McDonald’s worked Wednesday to reassure customers that its U.S. restaurants are safe as federal investigators tried to pinpoint the cause of a deadly E. coli outbreak linked to the fast-food giant’s Quarter Pounder hamburgers.

McDonald’s pulled Quarter Pounders from one-fifth of its U.S. stores Tuesday as a result of the outbreak, which the U.S. Centers for Disease Control and Prevention said had sickened at least 49 people in 10 states. One person died and 10 were hospitalized, according to the CDC.

A preliminary investigation by the U.S. Food and Drug Administration suggested fresh slivered onions that are served raw on Quarter Pounder hamburgers were a likely source of the contamination. McDonald’s also serves raw, slivered onions on one of its breakfast sandwiches, but that sandwich isn’t available at the impacted stores. Other burgers, like the Big Mac, use diced, cooked onions.

McDonald’s said it was searching for a new regional supplier for fresh onions. In the meantime, Quarter Pounders were removed from menus in Colorado, Kansas, Utah, Wyoming, and portions of Idaho, Iowa, Missouri, Montana, Nebraska, Nevada, New Mexico, and Oklahoma.

Adriean Madden pulled up outside a McDonald’s outside Denver on Wednesday for his usual afternoon snack but then decided against it. He said he was unsure how E. coli spreads or contaminates other foods, and he thinks McDonald’s should be more forthcoming.

“This affects my decision to come to McDonald’s in the future,” Madden said. “I feel like the information isn’t as widely spread. I didn’t see any notices on the door, and then I saw vehicles going through the drive-through just as if nothing was going on.”

Colorado has had the most reported cases of any state so far, and it’s where the one death involving an older adult occurred.

McDonald’s said it has worked closely with federal food safety regulators since late last week when it was alerted to the potential outbreak. The company said the scope of the problem and the popularity of its products have complicated efforts to identify the contamination source.

McDonald’s has more than 14,000 U.S. stores and serves 1 million Quarter Pounders every two weeks in the affected 12-state area.

McDonald’s is known for its stringent food safety guidelines and protocols, said Chris Gaulke, a professor of food and beverage management at Cornell University’s Nolan School of Hotel Administration. The company said Wednesday that the supplier regularly tested its onions for E. coli, for example.

“Given the volume of food that they go through, how infrequently this happens to McDonald’s is a testament to the effort that they take,” Gaulke said.

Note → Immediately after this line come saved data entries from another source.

PR #3337, opened 2015-08-28
Warn about pending ignore_border default value change.

nouiz:
We need to change it. The current default isn't useful and cause slower code as cudnn do not support it.

### DIFF
--- a/theano/tensor/signal/downsample.py
+++ b/theano/tensor/signal/downsample.py
@@ -9,6 +9,7 @@ from __future__ import print_function
 # This file should move along with conv.py
 from six.moves import xrange
 import six.moves.builtins as builtins
+import warnings
 
 import numpy
 
@@ -44,7 +45,7 @@ def max_pool_2d_same_size(input, patch_size):
     return outs
 
 
-def max_pool_2d(input, ds, ignore_border=False, st=None, padding=(0, 0),
+def max_pool_2d(input, ds, ignore_border=None, st=None, padding=(0, 0),
                 mode='max'):
     """
     Takes as input a N-D tensor, where N >= 2. It downscales the input image by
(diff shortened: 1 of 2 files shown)


theano/tensor/signal/downsample.py
```diff
@@ -58,7 +59,7 @@ def max_pool_2d(input, ds, ignore_border=False, st=None, padding=(0, 0),
     ds : tuple of length 2
         Factor by which to downscale (vertical ds, horizontal ds).
         (2,2) will halve the image in each dimension.
-    ignore_border : bool
+    ignore_border : bool (default None, mean print warning and set False)
```
JesseLivezey: I would change this to:
```
(default None, will print a warning and set to False)
```

theano/tensor/signal/downsample.py
```diff
@@ -77,6 +78,14 @@ def max_pool_2d(input, ds, ignore_border=False, st=None, padding=(0, 0),
     """
     if input.ndim < 2:
         raise NotImplementedError('max_pool_2d requires a dimension >= 2')
+    if ignore_border is None:
+        warnings.warn("max_pool_2d() will have the parameter ignore_border"
+                      " default value change to True (currently"
+                      " False). To be safe with all Theano versions,"
+                      " explicitly add the parameter ignore_border=True."
+                      " (this is also faster then ignore_border=False)",
+                      stacklevel=2)
```
JesseLivezey: And this to
```
warnings.warn("max_pool_2d() will have the parameter ignore_border"
                        " default value changed to True (currently"
                        " False). To have consistent behavior with all Theano versions,"
                        " explicitly add the parameter ignore_border=True."
                        " (this is also faster than ignore_border=False)",
                        stacklevel=2)
```

nouiz:
Thanks, I updated the PR.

But some experts questioned why McDonald’s simply stopped selling one sandwich and didn’t close restaurants for further investigation.

“Good practice would have been to close all the restaurants,” said Bill Marler, a Seattle lawyer who has sued companies over food poisoning outbreaks. “Until we know definitively what the product was that made people sick, consumers should be aware.”

Marler said cross-contamination remains a potential possibility at the affected restaurants until they are thoroughly cleaned.

Asked why it didn’t close any restaurants, McDonald’s said nothing in the government’s investigation indicated there were issues with its food preparation practices. In an interview on the “Today” show Wednesday, McDonald’s U.S. President Joe Erlinger also said it’s likely that whatever product was contaminated has already passed through the company’s supply chain.

The Centers for Disease Control and Prevention reported the outbreak late Tuesday. It said infections were reported between Sept. 27 and Oct. 11 in Colorado, Iowa, Kansas, Missouri, Montana, Nebraska, Oregon, Utah, Wisconsin and Wyoming.

State and local public health officials were interviewing people about the foods they ate in the week before they got sick. Of the 18 people interviewed as of Tuesday, all reported eating at McDonald’s, and 16 people reported eating a beef hamburger. Twelve reported eating a Quarter Pounder.

McDonald’s said it’s unlikely the beef in the Quarter Pounder was the source since it comes from multiple suppliers and is cooked at a high enough temperature to kill E. coli.

McDonald’s said its initial findings suggest that some of the reported illnesses were linked to onions from a single supplier, which the company didn’t name. McDonald’s said the onions are cleaned and sliced by the supplier and then packaged for use on individual Quarter Pounders.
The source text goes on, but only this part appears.